November, a pan-Scotland collaboration of 15 partners from across academia, industry, and the NHS has been awarded £10M by Innovate UK to establish a Scottish centre of excellence in medical imaging and digital pathology with artificial intelligence (AI). The Industrial Centre for Artificial Intelligence Research in Digital Diagnostics (iCAIRD) will be centred at the University of Glasgow’s Clinical Innovation Zone at the Queen Elizabeth University Hospital. (see SINAPSE article)
2019
Scottish Medical Imaging (SMI) Service project takes technology delivered by the MVP project and turns it into a service through which researchers can request and access research-relevant cohorts including image data.
April, a Scottish consortium of partners from academia, industry, and the NHS has been awarded £3.8M for a project entitled InterdisciPlInary Collaboration for efficienT and effective Use of clinical images in big health care RESearch (PICTURES). Led by the University of Dundee, in partnership with the University of Edinburgh, Abertay University, NHS Scotland, and industry collaborators, the project received funding through an MRC Industry Collaboration Agreement, with additional support from EPSRC and as part of HDR UK. (see SINAPSE article)
August, PICTURES officially kicks off (see UoD info on MRC funding details)
2020
March, a new Project Manager joins the PICTURES project.

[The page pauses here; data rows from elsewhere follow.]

PR #15619, opened 2020-10-13
docs/resources/wafv2_web_acl: provide a link to the AWS WAF managed rules group names

craiggenner:
Make it easier for people to find an initial list of AWS WAF managed rules groups names - this is what I suspect most people will want to use to get started so let's make it easy to find what to use.

### DIFF
--- a/website/docs/r/wafv2_web_acl.html.markdown
+++ b/website/docs/r/wafv2_web_acl.html.markdown
@@ -458,7 +458,7 @@ The `xss_match_statement` block supports the following arguments:
 
 The `excluded_rule` block supports the following arguments:
 
-* `name` - (Required) The name of the rule to exclude.
+* `name` - (Required) The name of the rule to exclude. See the [documentation](https://docs.aws.amazon.com/waf/latest/developerguide/aws-managed-rule-groups-list.html) for a list of names in the "AWSManagedRulesCommonRuleSet" managed rule group.
 
 ### Field to Match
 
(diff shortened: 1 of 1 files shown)


website/docs/r/wafv2_web_acl.html.markdown
```diff
@@ -458,7 +458,7 @@ The `xss_match_statement` block supports the following arguments:
 
 The `excluded_rule` block supports the following arguments:
 
-* `name` - (Required) The name of the rule to exclude.
+* `name` - (Required) The name of the rule to exclude. See the [documentation](https://docs.aws.amazon.com/waf/latest/developerguide/aws-managed-rule-groups-list.html) for a list of names in the "AWSManagedRulesCommonRuleSet" managed rule group.
```
anGie44, line 461: since the `excluded_rule` block is also applicable to rule groups managed by practitioners, (i.e. w/in the `rule_group_reference_statement` configuration block), let's make this statement also applicable only to rule groups managed by AWS e.g.
```suggestion
* `name` - (Required) The name of the rule to exclude. If the rule is managed by AWS, see the [documentation](https://docs.aws.amazon.com/waf/latest/developerguide/aws-managed-rule-groups-list.html) for a list of names in the "AWSManagedRulesCommonRuleSet" managed rule group.
```

anGie44 (changes requested):
Hi @craiggenner, thank you for this PR! The changes look great, just a small addition for specificity 😄

website/docs/r/wafv2_web_acl.html.markdown
craiggenner: Thanks for the suggestion @anGie44, I've taken your words and expanded on this to be clearer for this use case.

Would you be happy with the changes?

anGie44: looks great @craiggenner , thank you!

anGie44 (approved):
Thanks again @craiggenner! 🚀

Soft launch of SMI Service on 30th November
2021
Population and System Medicine Board (PSMB) review the PICTURES mid-point report and recommend the project continue as planned based on benefits delivered to date
2023
Publishing and promotion of key solutions:
Video
• SMI Overview (11 mins)
Posters
• Text-based Medical Image Classification by Body Part.
• Natural Language Processing of Radiology Reports.
• Identifying MRI sequence type from pixel data.
• Scottish Medical Imaging (SMI).
Publications
◦ The Scottish Medical Imaging Archive: 57.3 million Radiology Studies Linked to their Medical Records
◦ Next-Generation Capabilities in Trusted Research Environments: Interview Study.
2024
July, PICTURES 5-year programme grant ends.